There are various possible "modes" in QRSS and certainly plain on/off keying
as you suggest, which is in fact just very slow morse code, is one of them.

The mode I am transmitting here can be known as FSK/CW. CW (Morse Code) in a
Frequency Shift Keyed (FSK) way. As you say, the top level is the "key down"
ordinary morse code.

The reason for this is NOT just an artefact of the circuit design! The circuit
is designed this way for a reason! I could just have easily designed it such
that it keyed the signal on and off, like real morse code but much slower.

There are several reasons why FSK/CW is more suitable than plain on/off
keying. 1) and 2) below are the most important.

1) Readability: Many kinds of interfering signals on the band are just a plain
carrier. It might be some mixing product coming out of your computer monitor,
or a harmonic signal of some oscillator in your neighbour's TV, or plain
carrier transmissions from great distances. A weak carrier, drifting in and
out of visibility, can look VERY much like a weak on/off keyed CW signal in
QRSS. Experience of QRSS experimenters has shown that it is much easier to
read the "squarewave" FSK/CW style transmission. It appears to be more
resilient to interference and weak signal propagation conditions.

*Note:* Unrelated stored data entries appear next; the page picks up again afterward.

PR #5540, opened 2026-03-16
Clean up `pyproject.toml` and build pipeline

### LINKED ISSUE #5537: Some config options in `pyproject.toml` are unused
The `pyproject.toml` currently contains several sections starting with `tool.jupyter-packaging.*` and `tool.hatch.*` which, as far as I understand, are unused since we are using `setuptools` as our build backend, not `hatch` or `jupyter-packaging`. And we also have no `setup.py` file, which would be the other place those config options might have an impact.

At the very least, we should remove those sections; plausibly we should also consider whether it's worth moving to `hatchling` as a build backend, which might let us automate some of the js bundling steps that we are currently doing semi-manually.

See also #5476 which put this on my radar.

emilykl:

2) Chirp. This is a temporary shift in frequency which occurs on key down, in
an on/off keyed CW transmitter. That makes the end result much harder to read,
less resilient to interference, and just plain ugly. See some examples at
<http://www.hanssummers.com/qrss/qrssqrv.html> . This "chirp" can be very hard
to get rid of in such simple circuits. It may only be a few Hz of frequency
shift but it is very ugly and visible on QRSS transmissions. Having the
transmission continuously ON and just shifting its frequency slightly, avoids
the chirp problem.

3) Drift: as the oscillator components and crystal heat up, the frequency can
drift a few 10's of Hz. On key down, components will be transmitting some
hundred or so milliwatts of power and can slightly warm up, changing the
frequency ever so slightly but visibly. Again, a problem that is not so easy
to resolve in such a simple circuit. Keeping the transmission permanently ON
solves that problem too as once the steady state thermal equilibrium is
reached, everything stays there.

I hope this helps to explain it - you can read more about my QRSS experiments
at my web page <http://www.hanssummers.com> and let me know if you have any
more questions

Hans <http://www.hanssummers.com>

------
joshu
I wonder if this could be combined with UWB-like principles: you encrypt the
clock at both ends and only look at the signal at certain timestamps.

------
Kilimanjaro
Hmm, interesting.

Makes me think about an alternet for when they switch the internet down.